How to complete this task: Go through the records and copy each line where the word "rrudr" occurs.

(Saved data entries)
PR #7087, opened 2018-10-19
dnsdist: Allow NoRecurse for use in dynamic blocks or lua rules

phonedph1:
### Short description
We can do NoRecurseAction() but not similar actions within a Lua rule nor as a dynamic block action.

This is potentially silly, please just close if it doesn't make sense to be doing - notably it's somewhat confusing because the query is put into the query ring before actions so it makes things like grepq look a bit weird.

### Checklist
I have:
- [x] compiled this code
- [x] tested this code
- [ ] documented the code


rgacogne:
PR is now conflicted, though :-/

phonedph1:
Yeah I am not sure it makes much sense, and was considering just closing this. I think a separate PR to set rd=0 as part of the lua actions will still make sense though.

PR #7088, opened 2018-10-22
rec: Add support for more than one protobuf server

rgacogne:
### Short description

So protobuf messages can be exported to several servers. At the moment we support only using the same exact options (timeouts, log queries, messages or both, ...) for all servers.

### Checklist

I have:
- [x] compiled this code
- [x] tested this code
- [x] documented the code

### DIFF
--- a/pdns/lwres.cc
+++ b/pdns/lwres.cc
@@ -50,9 +50,9 @@
 
 #ifdef HAVE_PROTOBUF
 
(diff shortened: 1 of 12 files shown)


rgacogne:
> As the ownership of the list of protobuf servers is already shared via shared_ptr, is there any reason to also share the ownership of the protobuf server instances themselves ?

`RemoteLogger` objects are not copyable or movable since they hold a condition variable, a mutex and a thread, so we need to use pointers to be able to store them in a container like a `vector`, which might get resized. I don't want to deal with naked pointers, but you are right, we don't seem to need to be able to share the ownership so I just pushed a commit using unique pointers instead. Thanks!

rgacogne:
Rebased to fix a conflict with #7094.

PR #7094, opened 2018-10-23
Unique DNS Responses

neilcook:
### Short description
This PR extends the work on Newly Observed Domains by adding support for Unique DNS Responses; these are never-seen-before triplets of (qname, qtype, RR(rrname, rrtype, rrdata)). These are used by folks to detect potential evilness, such as fast-flux DNS.

Completely new to this PR is the ability to pass the NOD and UDR status via Protobuf. These are only set in the Response Protobuf packet. Protobuf responses from the packet cache have these flags cleared, as we only want to indicate this once. 

### Checklist

I have:
- [x] compiled this code
- [x] tested this code
- [x] documented the code

### DIFF
--- a/contrib/ProtobufLogger.py
+++ b/contrib/ProtobufLogger.py
@@ -114,6 +114,7 @@ class PDNSPBConnHandler(object):
                 if rr.HasField('class'):
                     rrclass = getattr(rr, 'class')
                 rrtype = rr.type
+                rrudr = rr.udr
                 if (rrclass == 1 or rrclass == 255) and rr.HasField('rdata'):
                     if rrtype == 1:
                         rdatastr = socket.inet_ntop(socket.AF_INET, rr.rdata)
@@ -122,11 +123,12 @@ class PDNSPBConnHandler(object):
                     elif rrtype == 28:
                         rdatastr = socket.inet_ntop(socket.AF_INET6, rr.rdata)
 
-                print("\t - %d, %d, %s, %d, %s" % (rrclass,
+                print("\t - %d, %d, %s, %d, %s, %d" % (rrclass,
                                                    rrtype,
                                                    rr.name,
                                                    rr.ttl,
-                                                   rdatastr))
+                                                   rdatastr,
+                                                   rrudr))
 
     def printSummary(self, msg, typestr):
         datestr = datetime.datetime.fromtimestamp(msg.timeSec).strftime('%Y-%m-%d %H:%M:%S')
@@ -168,9 +170,10 @@ class PDNSPBConnHandler(object):
 
         deviceId = binascii.hexlify(bytearray(msg.deviceId))
         requestorId = msg.requestorId
+        nod = msg.newlyObservedDomain
 
         print('[%s] %s of size %d: %s%s -> %s (%s), id: %d, uuid: %s%s '
-                  'requestorid: %s deviceid: %s serverid: %s' % (datestr,
+                  'requestorid: %s deviceid: %s serverid: %s nod: %d' % (datestr,
                                                     typestr,
                                                     msg.inBytes,
                                                     ipfromstr,
@@ -182,7 +185,8 @@ class PDNSPBConnHandler(object):
                                                     initialrequestidstr,
                                                     requestorId,
                                                     deviceId,
-                                                    serveridstr))
+                                                    serveridstr,
+                                                    nod))
 
     def getRequestorSubnet(self, msg):
         requestorstr = None
--- a/contrib/ProtobufLogger.py
+++ b/contrib/ProtobufLogger.py
@@ -111,10 +111,12 @@ class PDNSPBConnHandler(object):
             for rr in response.rrs:
                 rrclass = 1
                 rdatastr = ''
+                rrudr = 0
                 if rr.HasField('class'):
                     rrclass = getattr(rr, 'class')
                 rrtype = rr.type
-                rrudr = rr.udr
+                if rr.HasField('udr'):
+                    rrudr = rr.udr
                 if (rrclass == 1 or rrclass == 255) and rr.HasField('rdata'):
                     if rrtype == 1:
                         rdatastr = socket.inet_ntop(socket.AF_INET, rr.rdata)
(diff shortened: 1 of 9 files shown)


contrib/ProtobufLogger.py
```diff
@@ -114,6 +114,7 @@ def printResponse(self, message):
                 if rr.HasField('class'):
                     rrclass = getattr(rr, 'class')
                 rrtype = rr.type
+                rrudr = rr.udr
```
rgacogne: Doesn't this generate an error if the RR does not have a `udr` field set, which might happen since it's optional?

contrib/ProtobufLogger.py
```diff
@@ -168,9 +170,10 @@ def printSummary(self, msg, typestr):
 
         deviceId = binascii.hexlify(bytearray(msg.deviceId))
         requestorId = msg.requestorId
+        nod = msg.newlyObservedDomain
```
rgacogne: Same question here.

pdns/pdns_recursor.cc
```diff
@@ -949,6 +955,25 @@ static void nodAddDomain(const DNSName& dname)
...
+  bool ret = false;
+  if (record.d_place == DNSResourceRecord::ANSWER ||
+      record.d_place == DNSResourceRecord::ADDITIONAL) {
+    // Create a string that represent a triplet of (qname, qtype and RR[type, name, content])
+    std::stringstream ss;
+    ss << dname.toDNSStringLC() << ":" << qtype <<  ":" << qtype << ":" << record.d_type << ":" << record.d_name.toDNSStringLC() << ":" << record.d_content->getZoneRepresentation();
+    if (t_udrDBp && t_udrDBp->isUniqueResponse(ss.str())) {
+      if (g_udrLog) {
+	// This should also probably log to a dedicated file. 
+	g_log<<Logger::Notice<<"Unique response observed: qname="<<dname.toLogString()<<" qtype="<<QType(qtype).getName()<< " rrtype=" << QType(record.d_type).getName() << " rrname=" << record.d_name.toLogString() << " rrcontent=" << record.d_content->getZoneRepresentation() << endl;
```
rgacogne: Indentation seems off

pdns/pdns_recursor.cc
```diff
@@ -1426,7 +1462,17 @@ static void startDoResolve(void *p)
       pbMessage->setQueryTime(dc->d_now.tv_sec, dc->d_now.tv_usec);
       pbMessage->setRequestorId(dq.requestorId);
       pbMessage->setDeviceId(dq.deviceId);
+#ifdef NOD_ENABLED
+      if (g_nodEnabled) {
+        if (nodCheckNewDomain(dc->d_mdp.d_qname))
```
rgacogne: It looks like you won't have `NOD` without `protobuf`, I don't think you want that!

pdns/pdns_recursor.cc
```diff
@@ -4080,6 +4139,11 @@ int main(int argc, char **argv)
     ::arg().set("new-domain-lookup", "Perform a DNS lookup newly observed domains as a subdomain of the configured domain")="";
     ::arg().set("new-domain-history-dir", "Persist new domain tracking data here to persist between restarts")=string(NODCACHEDIR)+"/nod";
     ::arg().set("new-domain-whitelist", "List of domains (and implicitly all subdomains) which will never be considered a new domain")="";
+    ::arg().set("new-domain-db-size", "Size of the DB used to track new domains in terms of number of cells. Defaults to 67108864")="67108864";
+    ::arg().set("unique-response-tracking", "Track unique responses (tuple of query name, type and RR).")="no";
+    ::arg().set("unique-response-log", "Log unique responses")="yes";
+    ::arg().set("unique-response-history-dir", "Persist unique response tracking data here to persist between restarts")=string(NODCACHEDIR)+"/udr";
+    ::arg().set("unique-response-db-size", "Size of the DB used to track unique responses in terms of number of cells. Defaults to 67108864")="67108864";
```
rgacogne: We should get a few lines of documentation about those new settings.

rgacogne:
Rebasing on top of master after https://github.com/PowerDNS/pdns/pull/7095 has been merged should be enough to make Travis happy.

contrib/ProtobufLogger.py
neilcook: Good point

contrib/ProtobufLogger.py
neilcook: yep

pdns/pdns_recursor.cc
neilcook: No, indeed!

pdns/pdns_recursor.cc
neilcook: Yep

neilcook:
Still need to add the tags for NOD and UDR

pdns/nod.cc
```diff
@@ -121,6 +112,59 @@ void NODDB::setCacheDir(const std::string& cachedir)
   }
 }
 
+// Dump the SBF to a file
+// To spend the least amount of time inside the mutex, we dump to an
+// intermediate stringstream, otherwise the lock would be waiting for
+// file IO to complete
+bool PersistentSBF::snapshotCurrent(std::thread::id tid)
```
chbruyand: Maybe use a const reference for the arg?

pdns/nod.cc
```diff
@@ -121,6 +112,59 @@ void NODDB::setCacheDir(const std::string& cachedir)
...
+    else {
+      g_log<<Logger::Warning<<"NODDB snapshot: Cannot write file: " << f.string() << endl;
+    }
+  }
+  return false;
+}
+
+// NODDB Implementation
+
+void NODDB::housekeepingThread(std::thread::id tid)
```
chbruyand: Same here

pdns/nod.cc
```diff
@@ -173,42 +213,24 @@ void NODDB::addDomain(const std::string& domain)
...
-      }
-    }
-    else {
-      g_log<<Logger::Warning<<"NODDB snapshot: Cannot write file: " << f.string() << endl;
+void UniqueResponseDB::addResponse(const std::string& response)
+{
+  d_psbf.add(response);
+}
+
+void UniqueResponseDB::housekeepingThread(std::thread::id tid)
```
chbruyand: And there

rgacogne:
To be fair, according to C++11 `thread::id is a lightweight, trivially copyable class` so it might not matter much.

neilcook:
BTW I can't merge as I don't have permission

PR #8491, opened 2019-10-30
dnsdist: Implement parallel health checks

rgacogne:
### Short description

We used to do health checking sequentially, which could take a long time with a huge list of backends, or simply if several of them were timing out.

Solution to this exercise:
+                rrudr = rr.udr
+                                                   rrudr))
+                rrudr = 0
-                rrudr = rr.udr
+                    rrudr = rr.udr
+                rrudr = rr.udr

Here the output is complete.